Material for the task:
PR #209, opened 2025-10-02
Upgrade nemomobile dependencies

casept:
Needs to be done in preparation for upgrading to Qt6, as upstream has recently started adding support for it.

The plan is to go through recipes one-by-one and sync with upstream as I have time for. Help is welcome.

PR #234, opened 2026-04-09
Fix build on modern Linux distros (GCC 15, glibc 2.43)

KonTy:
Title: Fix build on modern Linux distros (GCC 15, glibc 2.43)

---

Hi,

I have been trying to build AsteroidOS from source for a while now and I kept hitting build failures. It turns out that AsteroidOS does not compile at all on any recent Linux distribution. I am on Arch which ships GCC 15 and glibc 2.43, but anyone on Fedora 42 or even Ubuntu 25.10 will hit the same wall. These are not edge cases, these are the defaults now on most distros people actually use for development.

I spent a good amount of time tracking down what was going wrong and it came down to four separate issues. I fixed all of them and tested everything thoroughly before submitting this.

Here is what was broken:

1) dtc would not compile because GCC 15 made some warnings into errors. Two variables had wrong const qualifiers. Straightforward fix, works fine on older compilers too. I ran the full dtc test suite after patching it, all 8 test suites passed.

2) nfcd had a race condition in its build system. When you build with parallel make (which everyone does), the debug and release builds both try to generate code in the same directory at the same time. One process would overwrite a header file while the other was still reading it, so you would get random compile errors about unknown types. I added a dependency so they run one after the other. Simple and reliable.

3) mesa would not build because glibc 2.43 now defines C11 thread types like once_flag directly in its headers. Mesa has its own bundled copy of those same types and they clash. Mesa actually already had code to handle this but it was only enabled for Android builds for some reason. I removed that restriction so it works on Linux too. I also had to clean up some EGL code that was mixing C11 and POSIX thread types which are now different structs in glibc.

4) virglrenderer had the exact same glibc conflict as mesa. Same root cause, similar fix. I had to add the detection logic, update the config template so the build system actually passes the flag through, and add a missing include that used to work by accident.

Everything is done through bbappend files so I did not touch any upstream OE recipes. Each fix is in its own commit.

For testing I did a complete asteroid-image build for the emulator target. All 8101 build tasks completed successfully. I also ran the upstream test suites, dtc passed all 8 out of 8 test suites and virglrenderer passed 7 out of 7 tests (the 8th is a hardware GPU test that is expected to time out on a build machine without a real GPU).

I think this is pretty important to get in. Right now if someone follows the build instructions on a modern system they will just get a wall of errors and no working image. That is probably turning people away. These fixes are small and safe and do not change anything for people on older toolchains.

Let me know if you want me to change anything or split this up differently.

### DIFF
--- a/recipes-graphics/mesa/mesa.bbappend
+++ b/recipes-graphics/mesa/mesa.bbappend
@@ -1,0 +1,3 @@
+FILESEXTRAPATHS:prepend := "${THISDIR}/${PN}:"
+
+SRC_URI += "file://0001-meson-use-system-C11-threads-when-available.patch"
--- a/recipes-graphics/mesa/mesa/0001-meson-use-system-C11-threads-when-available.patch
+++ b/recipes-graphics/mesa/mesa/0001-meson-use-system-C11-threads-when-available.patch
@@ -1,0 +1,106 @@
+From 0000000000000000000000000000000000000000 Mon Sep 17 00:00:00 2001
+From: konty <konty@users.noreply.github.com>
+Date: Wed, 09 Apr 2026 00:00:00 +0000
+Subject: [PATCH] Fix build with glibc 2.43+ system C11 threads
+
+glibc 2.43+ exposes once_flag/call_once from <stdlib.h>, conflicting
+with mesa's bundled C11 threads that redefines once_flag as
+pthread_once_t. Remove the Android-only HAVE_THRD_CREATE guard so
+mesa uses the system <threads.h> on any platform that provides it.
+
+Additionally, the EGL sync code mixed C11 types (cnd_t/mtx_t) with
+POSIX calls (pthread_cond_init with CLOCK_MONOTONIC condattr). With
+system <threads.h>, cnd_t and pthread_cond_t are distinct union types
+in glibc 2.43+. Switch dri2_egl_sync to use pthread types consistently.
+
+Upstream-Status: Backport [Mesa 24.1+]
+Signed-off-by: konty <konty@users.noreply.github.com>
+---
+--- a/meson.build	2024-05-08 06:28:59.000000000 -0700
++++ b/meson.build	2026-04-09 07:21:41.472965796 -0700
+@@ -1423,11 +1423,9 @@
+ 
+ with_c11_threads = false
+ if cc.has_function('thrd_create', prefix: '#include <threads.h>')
---
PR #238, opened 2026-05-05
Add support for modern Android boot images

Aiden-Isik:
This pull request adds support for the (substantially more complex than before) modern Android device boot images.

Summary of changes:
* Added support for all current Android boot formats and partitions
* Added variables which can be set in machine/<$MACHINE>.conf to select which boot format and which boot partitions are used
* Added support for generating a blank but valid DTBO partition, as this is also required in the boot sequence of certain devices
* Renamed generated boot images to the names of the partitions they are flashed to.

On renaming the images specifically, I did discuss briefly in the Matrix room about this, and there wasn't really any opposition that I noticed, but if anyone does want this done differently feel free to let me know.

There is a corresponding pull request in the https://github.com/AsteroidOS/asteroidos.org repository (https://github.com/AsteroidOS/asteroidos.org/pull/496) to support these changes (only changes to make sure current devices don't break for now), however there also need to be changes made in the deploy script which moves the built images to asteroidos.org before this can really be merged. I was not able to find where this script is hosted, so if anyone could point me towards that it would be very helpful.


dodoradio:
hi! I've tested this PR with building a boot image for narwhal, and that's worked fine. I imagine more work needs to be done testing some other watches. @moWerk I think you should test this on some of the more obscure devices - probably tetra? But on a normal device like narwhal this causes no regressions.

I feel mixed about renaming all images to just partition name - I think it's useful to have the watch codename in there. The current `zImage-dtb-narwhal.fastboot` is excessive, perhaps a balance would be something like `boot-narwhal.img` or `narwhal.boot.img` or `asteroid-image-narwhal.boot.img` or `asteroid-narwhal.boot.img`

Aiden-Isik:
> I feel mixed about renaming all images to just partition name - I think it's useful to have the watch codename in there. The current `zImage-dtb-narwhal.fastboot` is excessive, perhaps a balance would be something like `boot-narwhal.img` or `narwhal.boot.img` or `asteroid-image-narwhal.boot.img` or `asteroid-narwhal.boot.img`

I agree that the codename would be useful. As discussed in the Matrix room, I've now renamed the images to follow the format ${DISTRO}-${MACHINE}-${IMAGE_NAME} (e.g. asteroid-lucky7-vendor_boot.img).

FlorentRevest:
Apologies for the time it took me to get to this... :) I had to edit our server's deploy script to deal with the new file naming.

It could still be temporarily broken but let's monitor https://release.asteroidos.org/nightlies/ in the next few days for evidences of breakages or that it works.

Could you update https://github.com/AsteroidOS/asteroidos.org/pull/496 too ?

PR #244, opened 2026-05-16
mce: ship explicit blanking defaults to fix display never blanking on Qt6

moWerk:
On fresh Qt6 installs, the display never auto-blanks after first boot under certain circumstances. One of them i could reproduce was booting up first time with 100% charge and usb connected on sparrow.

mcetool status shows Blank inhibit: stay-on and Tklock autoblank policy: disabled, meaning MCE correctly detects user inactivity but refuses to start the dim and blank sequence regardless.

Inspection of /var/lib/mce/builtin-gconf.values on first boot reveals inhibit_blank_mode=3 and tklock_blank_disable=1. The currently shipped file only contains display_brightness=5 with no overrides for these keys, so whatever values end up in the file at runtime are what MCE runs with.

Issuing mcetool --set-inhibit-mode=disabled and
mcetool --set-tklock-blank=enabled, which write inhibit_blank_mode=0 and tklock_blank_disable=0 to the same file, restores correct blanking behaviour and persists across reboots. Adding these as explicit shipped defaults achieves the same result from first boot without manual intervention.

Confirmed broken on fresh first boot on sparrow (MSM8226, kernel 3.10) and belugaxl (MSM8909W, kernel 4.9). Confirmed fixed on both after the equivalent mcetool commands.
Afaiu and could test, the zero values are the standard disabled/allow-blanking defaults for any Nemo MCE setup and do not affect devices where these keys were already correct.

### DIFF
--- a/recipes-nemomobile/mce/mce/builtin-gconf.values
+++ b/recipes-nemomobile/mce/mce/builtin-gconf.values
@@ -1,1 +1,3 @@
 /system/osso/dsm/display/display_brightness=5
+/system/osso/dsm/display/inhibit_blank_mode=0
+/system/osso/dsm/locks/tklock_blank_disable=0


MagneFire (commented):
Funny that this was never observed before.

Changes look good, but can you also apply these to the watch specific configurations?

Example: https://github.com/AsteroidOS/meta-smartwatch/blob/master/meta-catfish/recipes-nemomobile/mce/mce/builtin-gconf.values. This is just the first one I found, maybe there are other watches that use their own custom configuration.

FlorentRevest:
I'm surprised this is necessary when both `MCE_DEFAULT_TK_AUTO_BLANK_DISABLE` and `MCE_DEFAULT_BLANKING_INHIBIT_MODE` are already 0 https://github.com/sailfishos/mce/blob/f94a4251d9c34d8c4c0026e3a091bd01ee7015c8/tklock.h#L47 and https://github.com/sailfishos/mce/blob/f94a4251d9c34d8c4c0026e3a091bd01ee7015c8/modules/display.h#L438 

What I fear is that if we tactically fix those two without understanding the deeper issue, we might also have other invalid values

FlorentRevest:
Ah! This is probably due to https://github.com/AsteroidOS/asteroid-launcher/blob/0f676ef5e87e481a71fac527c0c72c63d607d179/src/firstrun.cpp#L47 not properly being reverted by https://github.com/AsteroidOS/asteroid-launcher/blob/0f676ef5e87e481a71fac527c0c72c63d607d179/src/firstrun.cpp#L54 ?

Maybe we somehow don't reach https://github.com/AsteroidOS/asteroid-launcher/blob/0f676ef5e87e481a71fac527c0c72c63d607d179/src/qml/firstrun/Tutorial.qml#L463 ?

Aim of the exercise: When you reach the line holding "This pull request" in the records above, begin reproducing exactly, stop after the line holding "On renaming the", and output nothing else.

Task response:
This pull request adds support for the (substantially more complex than before) modern Android device boot images.

Summary of changes:
* Added support for all current Android boot formats and partitions
* Added variables which can be set in machine/<$MACHINE>.conf to select which boot format and which boot partitions are used
* Added support for generating a blank but valid DTBO partition, as this is also required in the boot sequence of certain devices
* Renamed generated boot images to the names of the partitions they are flashed to.

On renaming the images specifically, I did discuss briefly in the Matrix room about this, and there wasn't really any opposition that I noticed, but if anyone does want this done differently feel free to let me know.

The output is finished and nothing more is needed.